Gianfranco Zulian, responsabile dell’emergenza Covid in Piemonte, nella puntata della trasmissione Report, andata in onda lo scorso 23 novembre dichiarava «Pazienti stesi a terra per ridurre le cadute dai letti».
Arriva la replica del Coordinamento regionale degli Ordini delle Professioni Infermieristiche firmata da Massimiliano Sciretti (OPI Torino), Laura Barbotto (OPI Cuneo), Rita Levis (OPI Biella), Paola Sanvito (OPI Novara), Alberto Campagnolo (OPI Asti), Giovanni Chilin (OPI Alessandria), Giulio Zella (OPI Vercelli).
Torino, 30 novembre 2020. Pazienti stesi a terra per limitare il rischio di caduta dal letto, quasi a negare la mancanza di infermieri. Una carenza documentata in alcuni ospedali con la concomitanza di reparti Covid inutilizzati e di Pronto soccorso che ricoverano i malati al suolo, ledendo il loro diritto al comfort e dignità. Il Coordinamento degli Ordini delle Professioni Infermieristiche del Piemonte vuole rispondere alle dichiarazioni rilasciate da Gianfranco Zulian, responsabile dell’emergenza Covid in Piemonte, nella puntata della trasmissione Report, andata in onda lo scorso 23 novembre.
«Il dottor Zulian giustifica il provvedimento come appositamente pianificato, poiché aderente alle “strategie PEIMAF”, per limitare il rischio di caduta dal letto. Ciò non può che sollevare dubbi sulla coerenza di tale ragionamento. Da professionisti responsabili dell’assistenza, sappiamo che il rischio di caduta di un paziente è determinato in modo preponderante da un unico fattore: la presenza più o meno adeguata di personale infermieristico che si occupa di valutare tale rischio e di attuare gli interventi atti a minimizzarlo», spiega Massimiliano Sciretti, presidente del Coordinamento delle OPI piemontesi.

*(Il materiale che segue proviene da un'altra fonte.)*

PR #1754, opened 2026-09-07
Clarify quantized dtype ownership; keep the whole-model skip (#1743)

### LINKED ISSUE #1743: [Bug Report] maybe_cast_floating_params skips dtype normalization for an entire quantized model, not just quantizer-owned tensors
**Describe the bug**

#1716 fixed a real bug (#1713): casting every floating parameter to the requested dtype during `boot_transformers` was corrupting FP8 scale tensors on quantized checkpoints (e.g. MXFP4's `float8_e8m0fnu` scales getting silently upcast to bf16, breaking the weight/scale pairing). The fix was implemented at two levels: a narrow per-parameter guard in `cast_floating_params_to_dtype` (skip any floating tensor with `itemsize < 2`, i.e. FP8/narrow floats), and a call-site guard in the new `maybe_cast_floating_params` that skips the cast for the *entire model* whenever `quantization_method(model.config)` returns non-None.

**What's directly proven (function-level, verified by running the actual merged code, not inferred from reading the diff):** `maybe_cast_floating_params` -- the exact function `boot()` calls -- skips *all* dtype casting for a model the moment any `quantization_config` is present, regardless of any individual parameter's actual dtype. The narrower per-parameter guard already in `cast_floating_params_to_dtype` is sufficient on its own to reproduce #1713's fix (protects the FP8 scale) while still correctly casting an ordinary floating parameter on the same model -- see the repro below.

**What's inferred, not directly checked against a live checkpoint (real-world impact):** quantization methods (bitsandbytes, GPTQ, AWQ, MXFP4, ...) typically only replace specific layers (usually `nn.Linear`); embeddings, layernorms, and often `lm_head` commonly stay in their original, non-quantized dtype. If that holds for a given checkpoint, `boot_transformers(repo_id, dtype=torch.bfloat16, ...)` would silently leave those non-quantized parameters in whatever dtype they loaded in rather than the caller's requested dtype, with no error or warning. This part is standard quantization practice and consistent with `cast_floating_params_to_dtype` existing in `boot()` since #1459 (replacing an even older raw per-parameter cast loop, i.e. it has been the relied-upon mechanism for honoring `dtype=`, not a redundant safety net) -- but I don't have a live quantized checkpoint on hand to confirm end-to-end against `boot_transformers` itself.

**Code example**
```python
import torch
import torch.nn as nn
from transformer_lens.utilities.multi_gpu import cast_floating_params_to_dtype, maybe_cast_floating_params

class TinyModel(nn.Module):
    def __init__(self):
        super().__init__()
        # A layernorm-like param that is NOT quantizer-owned -- realistic for
        # any bnb/GPTQ/AWQ/MXFP4 checkpoint, which quantize Linear layers only.
        self.layernorm_weight = nn.Parameter(torch.ones(8, dtype=torch.float32))
        self.fp8_scale = nn.Parameter(torch.ones(4, dtype=torch.float8_e8m0fnu))  # #1713's exact dtype

class FakeConfig:
    class quantization_config:
        quant_method = "bitsandbytes"

model = TinyModel()
model.config = FakeConfig()

# The narrow per-parameter guard alone already protects the FP8 scale AND
# correctly casts the non-quantized param:
cast_floating_params_to_dtype(model, torch.bfloat16)
print(model.layernorm_weight.dtype)  # bfloat16 (correct)
print(model.fp8_scale.dtype)         # float8_e8m0fnu, untouched (correct)

# The actual boot() call path uses maybe_cast_floating_params instead, which
# skips the WHOLE model:
model2 = TinyModel()
model2.config = FakeConfig()
maybe_cast_floating_params(model2, torch.bfloat16)
print(model2.layernorm_weight.dtype)  # float32 -- the dtype=bfloat16 request was silently ignored
```

The existing test suite currently encodes this as intended behavior: `tests/unit/utilities/test_multi_gpu_unit.py::TestMaybeCastFloatingParams::test_skips_quantized_model` asserts a plain fp32 `nn.Linear.weight` (not an FP8 scale, not a packed quantized tensor) stays uncast solely because *some* `quantization_config` is present anywhere on the model -- that's the exact behavior this report is about.

**System Info**

- Installed from source, `dev-4.x`
- OS: macOS (arm64), CPU-only (mechanism is device-independent, reproduces on a plain `nn.Module`)

Remove (or substantially narrow) the call-site guard in `maybe_cast_floating_params`; the per-parameter `itemsize < 2` guard already in `cast_floating_params_to_dtype` is sufficient to protect quantizer-owned narrow-float scale tensors (proven above) while still correctly normalizing every other floating parameter to the caller's requested dtype, matching the behavior for unquantized models. Flagging the mechanism with confidence; flagging the real-world severity as a likely-but-unconfirmed consequence, since I couldn't test against an actual quantized checkpoint here.

Acceptance:
- [ ] A quantized model's non-quantizer-owned floating parameters (layernorms, embeddings, unquantized `lm_head`, ...) are cast to the caller's requested `dtype` during `boot_transformers`, same as an unquantized model
- [ ] #1713's exact repro (FP8/narrow-float scale tensors) remains protected
- [ ] `test_skips_quantized_model` is updated to reflect the corrected, narrower scope (or replaced with a test using a realistic mixed-parameter module, matching `test_cast_skips_fp8_scales_even_if_called`'s pattern)

### Checklist

Canonik:
## Description

Fixes #1743, by correcting its premise rather than its proposed fix.

#1743 is right about the mechanism: `maybe_cast_floating_params` skips dtype normalization for an entire model the moment a `quantization_config` is present. Its proposed fix is to drop that call-site guard and rely on the `itemsize < 2` check inside `cast_floating_params_to_dtype`. That would reintroduce #1713.

`itemsize < 2` is not an ownership test. transformers' finegrained-FP8 picks `weight_scale_inv`'s storage dtype from the checkpoint:

```python
sf_dtype = _get_ue8m0_dtype() if scale_fmt == "ue8m0" else torch.float32
```

Same parameter, same quantizer, same role, two widths, and **float32 is the default**. `activation_scale` is float32 under either format, and fbgemm-fp8 stores `weight_scale` and its expert scales as float32 `nn.Parameter`s. Running the merged `cast_floating_params_to_dtype` against a real `FP8Linear` rewrites the float32 `weight_scale_inv` to bf16, which is #1713's corruption in a scale format the guard cannot see. It also corrupts `activation_scale` on `ue8m0` checkpoints, so even #1713's own format is not fully protected by dtype alone.

| `scale_fmt` | quantizer-owned params rewritten by the cast |
| --- | --- |
| `"ue8m0"` | `activation_scale` (float32) |
| `"float"` (default) | `weight_scale_inv`, `activation_scale` (both float32) |

Nothing is lost by skipping. `from_pretrained` settles the load dtype before this
helper runs, and on a quantized checkpoint that is the quantizer's *effective* dtype
rather than necessarily the requested one: nine quantizers override it in
`HfQuantizer.update_dtype` (AWQ downgrades bfloat16 to float16 whenever CUDA or XPU is
available, whatever the placement; fbgemm-FP8 and FP-Quant force bfloat16). Re-casting
here would overwrite those deliberate choices along with quantizer-owned storage.

On bitsandbytes, which overrides nothing, every ordinary floating parameter arrives at
the requested dtype already: 4-bit pre-quantized and 8-bit on-the-fly both show 0
mismatches, including with a deliberately conflicting `config.dtype=float32`. On the
4-bit checkpoint that is 100 distinct floating tensors against 48 packed `Params4bit`
(a naive module walk reports 101, because GPT-2 ties `wte.weight` and `lm_head.weight`).

This also matches the line transformers draws itself: `PreTrainedModel.to(dtype=...)` raises for bitsandbytes and GPTQ, and `.half()` / `.float()` raise for any quantized model ("the model has already been casted to the correct dtype"), all gated on the same whole-model `is_quantized` flag. And the gate releases in step with HF: `HfQuantizer.postprocess_model` calls `remove_quantization_config` on a dequantized load, deleting `config.quantization_config`, so `quantization_method` returns None and normalization resumes. That is the one way the guard could have been genuinely too broad, and it isn't.

**No runtime behavior change.** The contribution is corrected rationale plus regression tests for the actual ownership invariant. The previous docstring claimed the `itemsize < 2` branch skips "quantizer-owned scale parameters", which is false and is what made removing the call-site guard look safe.

## Type of change

## Tests

- `test_itemsize_guard_does_not_identify_quantizer_owned_scales[ue8m0|float]` uses a real `FP8Linear`. The expected set is derived from the cast's own predicate (floating, `itemsize >= 2`, not already at target) rather than dtype width, so it stays correct if transformers moves `weight` to wide packed-integer storage like GPTQ's int32.
- `test_preserves_quantizer_owned_scales_of_any_width[ue8m0|float]`: both scale widths survive an active quantizer. The float32 side fails outright if the cast is ever re-enabled behind only the one-byte guard.
- `test_skips_quantized_model`: restored, with the evidence for why.
- `test_casts_once_hf_releases_quantizer_ownership`: casting resumes once ownership is released.
- `test_hf_still_clears_quantization_config_when_dequantizing`: pins the upstream behavior this design depends on, so a transformers change fails loudly instead of silently stranding dequantized checkpoints.

Anti-tautology check: applying #1743's proposed fix fails 4 of these tests.

## Checklist

`make unit-test`: 5581 passed. The 8 failures are pre-existing on `dev` and reproduce unchanged at `b652cfa8` in a clean worktree. 6 are CPU/CUDA device-mixing failures that pass under `CUDA_VISIBLE_DEVICES=""` (CI runs CPU-only per `tests/QUARANTINES.md`), and 2 are `test_attention.py` bitsandbytes stub tests that CI skips via `skipif(not is_bitsandbytes_available())`. `uv run mypy .` clean, `black` / `isort` / `pycln` clean.

### DIFF
--- a/tests/unit/utilities/test_multi_gpu_unit.py
+++ b/tests/unit/utilities/test_multi_gpu_unit.py
@@ -300,9 +300,20 @@ class TestMaybeCastFloatingParams:
         assert model.weight.dtype == torch.bfloat16
 
     def test_skips_quantized_model(self):
-        """Quantized models should NOT have their params cast."""
-        from types import SimpleNamespace
+        """An active quantizer means HF owns the storage dtypes, so nothing is cast.
 
+        The skip is whole-model deliberately. ``from_pretrained`` is responsible for
+        applying the requested dtype to ordinary floating parameters before this helper
+        runs, and TransformerLens must not second-guess quantizer-owned storage
+        afterward. Any parameter still off the requested dtype here may be
+        quantizer-owned, and dtype alone cannot distinguish ownership safely (see
+        ``test_itemsize_guard_does_not_identify_quantizer_owned_scales``). transformers
+        draws the same line itself: ``.to(dtype=...)`` raises for bitsandbytes and
+        GPTQ models, ``.half()`` / ``.float()`` for any quantized model.
+
+        See: https://github.com/TransformerLensOrg/TransformerLens/issues/1713
+        See: https://github.com/TransformerLensOrg/TransformerLens/issues/1743
+        """
         from transformer_lens.utilities.multi_gpu import maybe_cast_floating_params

A detta degli infermieri, imbracciare il “Piano Intraospedaliero Massiccio Afflusso Feriti” come uno scudo, pretendendo di etichettare ogni situazione sanitaria anomala come “emergenza” e banalizzando il sistema atto ad affrontarla, è profondamente offensivo per ogni professionista coinvolto. Le situazioni che possono sottoporre a grave sofferenza il sistema sanitario sono estremamente variegate e non possono essere affrontate brandendo il protocollo ad occhi chiusi.
«Questa “parte due” dell’emergenza Covid è l’importante risvolto di una pandemia non uno scenario di natura bellica: in quanto preceduta di circa sei mesi da una “parte uno” totalmente analoga, era facilmente prevedibile e affrontabile efficacemente con un’attenta pianificazione. Il tempo e le risorse sono stati assolutamente sufficienti per assumere il personale per fronteggiare l’emergenza, figuriamoci per impedire che i pazienti cadessero dal letto. Vogliamo quindi sostenere che, invocando adeguati protocolli, sia accettabile stendere i pazienti sul pavimento perché non si è saputo far muovere per tempo la macchina organizzativa? Che si debba trattare un prevedibilissimo scenario pandemico come un’improvvisa catastrofe?», aggiunge Sciretti a nome dei presidenti OPI delle altre province piemontesi.
I numeri sono chiari: gli infermieri attualmente impiegati in Piemonte sono pochi rispetto alle reali necessità.
A farne le spese sono principalmente i cittadini. All’emergenza si aggiunge un’altra emergenza: quella degli operatori sanitari positivi al virus che – sostiene ancora Zulian – «possono essersi contagiati fuori dall’ambiente lavorativo».
«Sacrosanto – replica il Coordinamento Opi – ma non si può negare nemmeno il contrario: una banalizzazione del genere, soprattutto se esternata dal responsabile del sistema regionale adibito a contrastare la pandemia, è un autentico schiaffo all’impegno e all’abnegazione che gli infermieri piemontesi stanno ancora una volta dimostrando, anche a costo della propria salute e di quella dei propri famigliari».
Per gli Ordini professionali piemontesi servono indagini interne, rilevazioni, dati, numeri, valori misurabili, elaborabili ed interpretabili in modo oggettivo. È giusto che i (troppo pochi) infermieri impiegati nell’emergenza vengano tutelati da un sistema affidabile e rigoroso, che offra risposte e non supposizioni: «Abbiamo il diritto di sapere – conclude Sciretti – se i colleghi contagiati siano stati esposti ad un rischio maggiore rispetto al resto della cittadinanza, e – se così fosse – è necessario che vengano intrapresi adeguati provvedimenti. Come rappresentanti professionali, continueremo a vigilare attentamente. Ma se in passato sono stati fatti errori, gli stessi vanno analizzati per farne tesoro in futuro e non ripeterli».